Aim of the task — When scanning the data, count every line with "phargogh" in it, and report only the resulting number.
___
PR #96, opened 2020-05-19
fixing indention error in history and adding the description content …

richpsharp:
fixing history syntax error so we can release

### DIFF
--- a/setup.py
+++ b/setup.py
@@ -26,6 +26,7 @@ setup(
     name='pygeoprocessing',
     description="PyGeoprocessing: Geoprocessing routines for GIS",
     long_description=LONG_DESCRIPTION,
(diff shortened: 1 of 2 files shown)


setup.py
```diff
@@ -26,6 +26,7 @@
     name='pygeoprocessing',
     description="PyGeoprocessing: Geoprocessing routines for GIS",
     long_description=LONG_DESCRIPTION,
+    long_description_content_type='text/x-rst',
```
phargogh, line 29: Nice.  I'll add this to InVEST.

phargogh (commented):
Looks good to me!  Just waiting for tests to finish as a final confirmation.

phargogh (approved):
Tests pass.  Merging!

PR #101, opened 2020-06-05
Explicitly pulling tags as well.  RE:#45

### LINKED ISSUE #45: Tags aren't pulled when building wheels
When updating to `actions/checkout@v2`in #36, I missed the fact that tags are no longer pulled by default.  This isn't a functional problem when running tests, but it *is* a problem when building wheels, since the version string is part of the filename.

phargogh:
This fixes #45 by simply adding a step to pull tags when we build the python distributions.

This works: take a look at [this build](https://github.com/natcap/pygeoprocessing/pull/101/checks?check_run_id=743986004), and the wheel `dist/pygeoprocessing-2.0.0.post9+g6e6560b-cp38-cp38-macosx_10_14_x86_64.whl` is constructed, which has the correct version string in the filename.

### DIFF
--- a/.github/workflows/build-py-dists.yml
+++ b/.github/workflows/build-py-dists.yml
@@ -27,6 +27,9 @@ jobs:
                   # Fetch all history so that setuptools_scm can build the correct version string.
                   fetch-depth: 0
 
+            - name: Fetch git tags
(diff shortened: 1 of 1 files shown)


richpsharp (approved):
explicit!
___
Response for this exercise — 4